»»

PR #65, opened 2026-08-16
feat(codex): index archived sessions

luoling8192:
## What and why

Adds `~/.codex/archived_sessions` as a Codex transcript root.

Codex archive JSONL files were previously unreachable because the provider only
discovered, watched, and searched `~/.codex/sessions`. This change includes the
archive directory in all three paths while preserving existing session IDs and
canonical record shapes.

- discovers archived JSONL files during full and changed-path indexing;
- watches archive changes in the desktop indexer; and
- resolves archived raw records, including child-thread lookups.

## Verification

- [x] `npm test` — 383 pass / 0 fail
- [x] `npm run typecheck` — 0 errors
- [x] `npm run lint` — 0 errors; 4 pre-existing warnings
- [x] New provider and runtime tests run through the standard Node test suite
- [x] Provider discovery, watch-root registration, raw lookup, and runtime
      indexing were exercised end to end

## Deliberately out of scope

No schema, session-identity, or canonical-transcript changes. This only makes
Codex's existing archived JSONL corpus available through the current provider.

### DIFF
--- a/README.md
+++ b/README.md
@@ -25,7 +25,7 @@ The agent writes JS queries, runs them locally, and answers in plain language.
 
 **App side** — an Electron desktop app for humans to browse sessions, manage memories, view usage stats, and see weekly recap cards.
 
-Both read from the same `~/.obelisk/obelisk.sqlite` database. The indexer reads Claude Code transcripts from `~/.claude/projects`, Codex transcripts from `~/.codex/sessions`, Kimi Code sessions from `~/.kimi-code/sessions` (or `$KIMI_CODE_HOME/sessions`), and Pi sessions from `~/.pi/agent/sessions`.
+Both read from the same `~/.obelisk/obelisk.sqlite` database. The indexer reads Claude Code transcripts from `~/.claude/projects`, Codex transcripts from `~/.codex/sessions` and `~/.codex/archived_sessions`, Kimi Code sessions from `~/.kimi-code/sessions` (or `$KIMI_CODE_HOME/sessions`), and Pi sessions from `~/.pi/agent/sessions`.
 
 ## Multi-provider support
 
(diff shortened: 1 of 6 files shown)


tommy0103:
One behavior change worth calling out explicitly, since the PR body doesn't mention it (and the "no canonical-transcript changes" framing could read as "no behavior change on the existing sessions path"):

In `discoverAt`, the cursor-skip guard gained a `!fileChanged` condition:

```ts
if (!sessionIndexChanged && !fileChanged && cursor !== null && Number(cursor.split(':')[0]) >= statSync(file.path).mtimeMs && guardian === null) {
```

**Effect:** in changed-paths (watch/daemon) mode, a file reported by the watcher is now always re-parsed, even when the stored cursor mtime is `>=` the file's mtime. Previously such no-op events were skipped. Full-scan mode is unaffected — `changedFiles` is empty there, so the guard behaves exactly as before.

I believe this change is correct and worth keeping:

- The mtime guard remains indispensable in full-scan mode, where it is the only change signal — that path is untouched.
- In changed-paths mode the watcher is the stronger signal; the mtime check could only veto it, leaving a permanently stale index when content changed without mtime advancing (same-ms rewrite, file replaced by an older-mtime copy). The next full inventory would not heal that either, since it applies the same mtime check.
- It aligns codex with the existing convention in pi (`pi.ts` skips via cursor only when `changedPaths === null`) and kimi, which also trust watcher-reported paths despite being full-reparse providers as well.
- The cost is bounded: the indexer debounces and dedups watcher events, and during active sessions the file is genuinely growing (mtime advancing), so the guard was rarely saving work anyway.

Suggest adding a line to the PR body so this is visible to future archaeology, e.g.: "Changed-paths mode now trusts watcher-reported paths over the mtime cursor, aligning codex with the pi/kimi providers."

PR #69, opened 2026-08-17
Keep Kimi undo replay in sync

### LINKED ISSUE #26: [Providers] Kimi undo replay keeps injection messages that Kimi itself drops
## TL;DR

Replaying a Kimi `context.undo` event leaves injection messages in the index that Kimi itself removed from the context. Low impact today — the leftovers are reminder-class records — but the divergence should be closed before undone content is ever surfaced rather than dropped.

> **Priority: low.** No user-visible symptom has been observed. This is a fidelity gap found by reading both implementations side by side, not a reported bug.

## Problem

Kimi's `context.undo` is a tail truncation at a user-turn boundary: it removes the last N *real user prompts* and everything that followed them. The Kimi adapter replays that event to keep the index consistent with what Kimi actually has in context.

The two implementations disagree on one class of record. Kimi counts injection messages as non-undoable *when deciding where to cut*, but still removes them *when applying the cut*. The adapter treats "skip while counting" as "skip while removing", so injections inside the undone range survive into the index.

## Current behavior

`packages/core/src/providers/kimi.ts:294-309` walks backwards from the tail and splices each message until it has removed `count` real user messages, but `continue`s past any message whose `origin.kind === 'injection'` (tracked at `kimi.ts:385`), leaving it in place:

```ts
for (let index = messages.length - 1; index >= undoFloor; index--) {
  const message = messages[index]!;
  if (injectionMessageUuids.has(message.uuid)) continue;   // left in the projection
  messages.splice(index, 1);
  ...
}
```

Kimi's own operation resolves a single cut index and slices, so nothing after that index survives regardless of origin. For reference, in the `kimi-code` repository: `packages/agent-core-v2/src/agent/contextMemory/contextOps.ts` — `computeUndoCut()` skips injections only while counting real user prompts to locate `cutIndex`, and `contextUndo` then applies `state.slice(0, cutIndex)`.

Net effect: for an undone range that contained injection messages, Obelisk's projection is a superset of Kimi's context.

## Expected behavior

Replaying one `context.undo` event yields the same surviving message set as Kimi's own context after that undo.

## Scope

Module: Kimi provider undo replay.

| File | Lines | Current state |
|------|-------|---------------|
| `packages/core/src/providers/kimi.ts` | 294-309 | `applyUndo` preserves injection-origin messages while removing everything else in the undone range |
| `packages/core/src/providers/kimi.ts` | 385 | Populates `injectionMessageUuids` from `origin.kind === 'injection'` |

Upstream reference for comparison (external repo, not a dependency): `kimi-code` → `packages/agent-core-v2/src/agent/contextMemory/contextOps.ts`.

## Reproducing

Not reproduced from captured data — across 19 local `wire.jsonl` files there was not a single `context.undo` record, so a fixture has to be constructed. A wire log shaped like the following is enough:

1. `context.append_message` — a real user prompt (`origin.kind === 'user'`)
2. `context.append_message` — an assistant reply
3. `context.append_message` — an injected message (`origin.kind === 'injection'`)
4. `context.undo` with `count: 1`

Index that session and read back its messages: the injected record from step 3 is still present.

Ways a real `context.undo` gets written, if capturing one from a live session is preferred over a synthetic fixture: `/undo [count]` in the TUI, the interactive undo selector (`/undo` with no argument), `/undo` in the web app, and — most commonly — editing and resending the last user message in the web app, which issues `undo(1)` first.

Worth noting while writing the fixture: Kimi refuses the whole operation when the cut would cross a compaction summary, when there is nothing to undo, or when fewer than `count` turns are undoable. It is all-or-nothing, and the precheck runs before the wire event is written, so a `context.undo` present in a log is always one that fully applied.

## Acceptance criteria

- [ ] For a wire log whose undone range contains injection-origin messages, the adapter's surviving message set matches Kimi's `slice(0, cutIndex)` semantics
- [ ] A fixture test covers that case
- [ ] `npm test` passes

## Related

Relevant to the visibility model under discussion in #23. If retracted Kimi records are ever kept and marked instead of deleted, this divergence would split them — part marked, part incorrectly left as ordinary visible history — so it is worth closing first or at the same time.

yhuikzdtguioaert:
Fixes #26.

## Reproduction and root cause

A Kimi transcript with a real user message followed by `origin.kind = "injection"` and `context.undo(count: 1)` kept the injection in the canonical transcript. `applyUndo` skipped injection messages entirely while walking backward, although Kimi drops every message inside the undone range and only excludes injections from the user-message count.

## Changes

- remove every message encountered while replaying the undone range, while continuing to count only real user messages toward `count`
- correct the existing undo fixture so its assertion describes Kimi's surviving message set
- bump the Kimi canonical transcript marker so previously indexed sessions are replayed once

## Verification

- regression assertion against the original implementation: fails with the unexpected `persistent injection`
- `node --experimental-test-module-mocks --test tests/kimi-parse.test.mjs tests/app-kimi-index.test.mjs` — 14 passed
- `npm run typecheck` — passed
- `npm run lint` — passed (4 pre-existing warnings, 0 errors)

### DIFF
--- a/packages/core/src/providers/kimi.ts
+++ b/packages/core/src/providers/kimi.ts
@@ -60,7 +60,7 @@ interface ProjectedSession {
 }
 
 const SOURCE = 'kimi';
-export const KIMI_CANONICAL_TRANSCRIPT_MARKER = '__kimi_canonical_transcript_v4__';
+export const KIMI_CANONICAL_TRANSCRIPT_MARKER = '__kimi_canonical_transcript_v5__';
 
 function defaultKimiRoot(): string {
   return process.env['KIMI_CODE_HOME'] ?? join(homedir(), '.kimi-code');
@@ -301,7 +301,6 @@ function projectSession(meta: KimiSessionUnitMeta, sessionId: string, state: Jso
       let removedUserCount = 0;
       for (let index = messages.length - 1; index >= undoFloor; index--) {
         const message = messages[index]!;
-        if (injectionMessageUuids.has(message.uuid)) continue;
         messages.splice(index, 1);
         removedMessageUuids.add(message.uuid);
         injectionMessageUuids.delete(message.uuid);
--- a/packages/core/src/providers/kimi.ts
+++ b/packages/core/src/providers/kimi.ts
@@ -60,7 +60,7 @@ interface ProjectedSession {
 }
 
 const SOURCE = 'kimi';
-export const KIMI_CANONICAL_TRANSCRIPT_MARKER = '__kimi_canonical_transcript_v5__';
+export const KIMI_CANONICAL_TRANSCRIPT_MARKER = '__kimi_canonical_transcript_v6__';
 
 function defaultKimiRoot(): string {
   return process.env['KIMI_CODE_HOME'] ?? join(homedir(), '.kimi-code');
@@ -285,8 +285,8 @@ function projectSession(meta: KimiSessionUnitMeta, sessionId: string, state: Jso
     const stepStarts = new Map<string, number>();
     const stepMessages = new Map<string, MessageRecord[]>();
     const callMessageUuids = new Map<string, string>();
-    const injectionMessageUuids = new Set<string>();
-    const realUserMessageUuids = new Set<string>();
+    const injectionOwnerPromptIds = new Map<string, unknown>();
+    const realUserPromptIds = new Map<string, unknown>();
     let undoFloor = wireMessageStart;
 
     const resetOpenState = (): void => {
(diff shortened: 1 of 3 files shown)


tommy0103 (commented):
Verified the fix against the upstream `kimi-code` implementation (`packages/agent-core-v2/src/agent/contextMemory/contextOps.ts` @ 698b6468b). The counting semantics match exactly — upstream `isUndoAnchor` (`conversationTime.ts:13-21`) is equivalent to the adapter's `isRealUserMessage`, so `system_trigger` messages correctly don't count toward `count`. Tests pass locally (14/14), and the new assertion fails against the old implementation as claimed.

Two findings:

**1. The removal range is still incomplete — missing the `isPromptOwnedInjection` pullback.**

Upstream `computeUndoCut` doesn't stop at the anchor; it keeps walking back past injections owned by the undone prompt:

```ts
cutIndex = i;
while (cutIndex > 0 && isPromptOwnedInjection(state[cutIndex - 1]!, message)) {
  cutIndex--;
}
```

This is a real ordering, not a theoretical one. `promptService.ts:243-254` (`appendPrompt`) appends image-compression caption reminders — `origin: {kind: 'injection', variant: 'image_compression', ownerPromptId: X}` via `systemReminderService.ts:29` — *before* appending the user prompt with `id: X`. So the wire log looks like:

```
context.append_message  injection(ownerPromptId=X)   // precedes the prompt
context.append_message  user prompt(id=X)
context.undo(count=1)
```

The new `applyUndo` breaks immediately after splicing the `count`-th real user message, so those owned injections survive in the index while Kimi removes them. Against this issue's own acceptance criterion ("surviving message set matches Kimi's `slice(0, cutIndex)` semantics"), sessions containing image-compression captions still diverge. The fixture's `persistent injection` has no `ownerPromptId` and sits *after* the prompt, so it doesn't cover this ordering.

Suggested direction: track prompt `id` → uuid during projection, and after the undo loop reaches its anchor, keep splicing backward while the preceding message is an injection whose `ownerPromptId` equals that anchor's id. Same low severity as the original issue (reminder-class leftovers), but worth closing in this PR or at least noting as a known follow-up.

**2. Dead state: `injectionMessageUuids` is now write-only.**

After removing the `continue` guard, the set is only added to (`kimi.ts:388`) and deleted from (`kimi.ts:306`) but never read. The declaration and both operations can go.

yhuikzdtguioaert:
Undo now removes contiguous prompt-owned injections preceding the undone prompt, and the unused `injectionMessageUuids` state is removed. Added regression coverage; targeted tests, typecheck, and lint pass.

tommy0103 (approved):
The follow-up commit resolves both findings from my earlier review. I verified the pullback logic against upstream `computeUndoCut` branch by branch — including count > 1 (only the earliest anchor's pullback determines the final cut), prompts without an `id` (no pullback, matching `isPromptOwnedInjection`), and non-contiguous owned injections (both sides stop) — the surviving message sets match in every case. The new fixture test fails against the previous implementation and passes here; full suite 465/465, typecheck and lint clean; dead `injectionMessageUuids` state is gone. Marker v5→v6 bump is correct since the projection changed again.

One optional nit, not blocking: `injectionOwnerPromptIds` and `realUserPromptIds` are typed `Map<string, unknown>`. Since the stored values are `origin.ownerPromptId` / `source.id` (string or absent), `Map<string, string | undefined>` would be tighter and would let the compiler check the `anchorPromptId` comparison instead of relying on the `typeof` guard alone.

PR #549, opened 2017-11-11
remove unneeded paragraph from license header

jmrodri:
We were asked to remove the unneeded paragraph regarding trademarks as it was older language that is no longer used. I copied the original header from some old code :)

### DIFF
--- a/cmd/broker/main.go
+++ b/cmd/broker/main.go
@@ -13,10 +13,6 @@
 // See the License for the specific language governing permissions and
 // limitations under the License.
 //
-// Red Hat trademarks are not licensed under Apache License, Version 2.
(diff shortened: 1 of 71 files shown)


jmrodri:
TEST
------
* make sure everything compiles and builds.
* inspect the diff ensure that there is only either a NEW addition of the header OR the trademark paragraph was removed.

FAIL if you see any CODE that was removed because that means it probably didn't have a header to begin with. I didn't see any but I want extra eyes on it.

jmrodri:
[(1) Remove last paragraph in license headers [1]](https://trello.com/c/QE1h5XsT/580-1-remove-last-paragraph-in-license-headers-1)

PR #550, opened 2017-11-13
Proposal to improve bind credential extraction

djzager:
A proposal to remove (really deprecate) `kubectl exec` from bind
credential extraction process.

### DIFF
--- a/docs/proposals/prop-apb-gen-creds.md
+++ b/docs/proposals/prop-apb-gen-creds.md
@@ -1,0 +1,41 @@
+# APB Generate Credentials Secret Proposal
+
+## Introduction
+
+This proposal aims to improve the broker process by which we extract
+credentials from bindable [Ansible Playbook
+Bundles (APB)](https://github.com/ansibleplaybookbundle/ansible-playbook-bundle)
+by allowing the APB to generate a secret with needed credentials instead of
+using `kubectl exec` into the running pod to grab credentials from a file.
+
+Reference Issue #544
+
+## Problem Description
+
+The broker should seek to use available kubernetes API calls to get necessary
+information whenever possible instead of relying on `kubectl exec`. Now that
+the broker supplies pod name and namespace information to running APBs via the
+[Kubernetes Downward
+API](https://kubernetes.io/docs/tasks/inject-data-application/downward-api-volume-expose-pod-information/),
+APBs have all they need to generate secrets inside the APB sandbox namespace to
+be retrieved later by the broker.
+
+## Implementation Details
+
+- [ ] Update the [`asb_encode_binding`
+module](https://github.com/ansibleplaybookbundle/ansible-asb-modules/blob/master/library/asb_encode_binding.py)
+to create a kubernetes secret in the APB sandbox namespace.
+- [ ] Update
+  [`apb-base`](https://github.com/ansibleplaybookbundle/apb-base/tree/master/files/usr/bin):
+  we no longer need to run `bind-init` or `broker-bind-creds`.
+- [ ] Bump the APB version to `1.1`. This will prevent older broker's from grabbing
+  new APBs that it won't be able to handle and allow us to centrally locate our
+  backwards compatibility in the broker.
+- [ ] Update
+  [`pkg/apb/ext_creds.go
+  ExtractCredentials`](https://github.com/openshift/ansible-service-broker/blob/8dda3277/pkg/apb/ext_creds.go#L33):
+  If APB version is `1.0`, do it the way we are currently doing it.
+  If APB version is `1.1`, 1) watch pod and wait for it to complete 2) evaluate
+  success/failure of APB execution 3) read credentials from secret.
+- [ ] Bump [`MaxAPBVersion`](https://github.com/openshift/ansible-service-broker/blob/8dda3277/pkg/version/apbversion.go#L27)
+  to `1.1`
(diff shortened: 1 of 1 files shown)


djzager:

docs/proposals/prop-apb-gen-creds.md
```diff
@@ -0,0 +1,41 @@
...
+
+## Problem Description
+
+The broker should seek to use available kubernetes API calls to get necessary
+information whenever possible instead of relying on `kubectl exec`. Now that
+the broker supplies pod name and namespace information to running APBs via the
+[Kubernetes Downward
+API](https://kubernetes.io/docs/tasks/inject-data-application/downward-api-volume-expose-pod-information/),
+APBs have all they need to generate secrets inside the APB sandbox namespace to
+be retrieved later by the broker.
```
jmrodri: I would split the last sentence fragment so that it is more clear:

APBs will have all they need to generate secrets inside the APB sandbox namespace. The secret will be retrieved by the broker after the pod finishes.

docs/proposals/prop-apb-gen-creds.md
```diff
@@ -0,0 +1,41 @@
...
+
+## Implementation Details
+
+- [ ] Update the [`asb_encode_binding`
+module](https://github.com/ansibleplaybookbundle/ansible-asb-modules/blob/master/library/asb_encode_binding.py)
+to create a kubernetes secret in the APB sandbox namespace.
```
jmrodri: Are there any error conditions we need to be able to handle? Anything that could cause the information not to appear in the secret?

docs/proposals/prop-apb-gen-creds.md
```diff
@@ -0,0 +1,41 @@
...
+- [ ] Update
+  [`apb-base`](https://github.com/ansibleplaybookbundle/apb-base/tree/master/files/usr/bin):
+  we no longer need to run `bind-init` or `broker-bind-creds`.
```
jmrodri: 👍 to removing the need for these scripts

docs/proposals/prop-apb-gen-creds.md
```diff
@@ -0,0 +1,41 @@
...
+- [ ] Bump the APB version to `1.1`. This will prevent older broker's from grabbing
```
jmrodri: Are you bumping the min and the max? or something else? Should newer brokers be able to handle older APBs?

docs/proposals/prop-apb-gen-creds.md
```diff
@@ -0,0 +1,41 @@
...
+  new APBs that it won't be able to handle and allow us to centrally locate our
+  backwards compatibility in the broker.
+- [ ] Update
+  [`pkg/apb/ext_creds.go
+  ExtractCredentials`](https://github.com/openshift/ansible-service-broker/blob/8dda3277/pkg/apb/ext_creds.go#L33):
+  If APB version is `1.0`, do it the way we are currently doing it.
+  If APB version is `1.1`, 1) watch pod and wait for it to complete 2) evaluate
+  success/failure of APB execution 3) read credentials from secret.
```
jmrodri: This answers my question above.

docs/proposals/prop-apb-gen-creds.md
djzager: Could you elaborate more on this. Off the top of my head the only scenario that I would be concerned about would be if we fail to create the secret. I'm struggling to think of a scenario where we would be able to create the secret but it would be empty.

jmrodri: I don't know :) just trying to come up with worst case scenarios. Can creating a secret fail? if we get errors what will happen? will we mark the pod as failed? today if we don't write the creds in the file we return an error code that exec can see. That way the broker knows when to stop looking. If the pod completes, but no secret exists does this mean there are no secrets or that we failed to write them?

docs/proposals/prop-apb-gen-creds.md
```diff
@@ -0,0 +1,41 @@
...
+  [`apb-base`](https://github.com/ansibleplaybookbundle/apb-base/tree/master/files/usr/bin):
+  we no longer need to run `bind-init` or `broker-bind-creds`.
+- [ ] Bump the APB version to `1.1`. This will prevent older broker's from grabbing
+  new APBs that it won't be able to handle and allow us to centrally locate our
+  backwards compatibility in the broker.
+- [ ] Update
+  [`pkg/apb/ext_creds.go
+  ExtractCredentials`](https://github.com/openshift/ansible-service-broker/blob/8dda3277/pkg/apb/ext_creds.go#L33):
+  If APB version is `1.0`, do it the way we are currently doing it.
+  If APB version is `1.1`, 1) watch pod and wait for it to complete 2) evaluate
```
eriknelson: Do we want to deprecate and warn v1.0 APBs?

docs/proposals/prop-apb-gen-creds.md
djzager: Yes. The APB would fail if we couldn't create the secret.

docs/proposals/prop-apb-gen-creds.md
rthallisey: Would this be a major version bump since it breaks compatibility with the 1.0 Broker?

It would be good to have a table somewhere tracking which Broker goes with which APBs that go with which release.  Might come in handy.

PR #551, opened 2017-11-13
using table driven testing

jmrodri:
Using a table driven test case similar to what @maleck13 has proposed. This is using an existing test to see how it compares.

### DIFF
--- a/pkg/broker/util_test.go
+++ b/pkg/broker/util_test.go
@@ -18,7 +18,9 @@ package broker
 
 import (
 	"encoding/base64"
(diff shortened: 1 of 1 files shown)


jmrodri:
Let me know what folks think. It might be better for the more advanced tests.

««

» **Problem statement**: Where does the string "compression" occur in the material? Copy every line where it does.

» **Reply**:
This is a real ordering, not a theoretical one. `promptService.ts:243-254` (`appendPrompt`) appends image-compression caption reminders — `origin: {kind: 'injection', variant: 'image_compression', ownerPromptId: X}` via `systemReminderService.ts:29` — *before* appending the user prompt with `id: X`. So the wire log looks like:
The new `applyUndo` breaks immediately after splicing the `count`-th real user message, so those owned injections survive in the index while Kimi removes them. Against this issue's own acceptance criterion ("surviving message set matches Kimi's `slice(0, cutIndex)` semantics"), sessions containing image-compression captions still diverge. The fixture's `persistent injection` has no `ownerPromptId` and sits *after* the prompt, so it doesn't cover this ordering.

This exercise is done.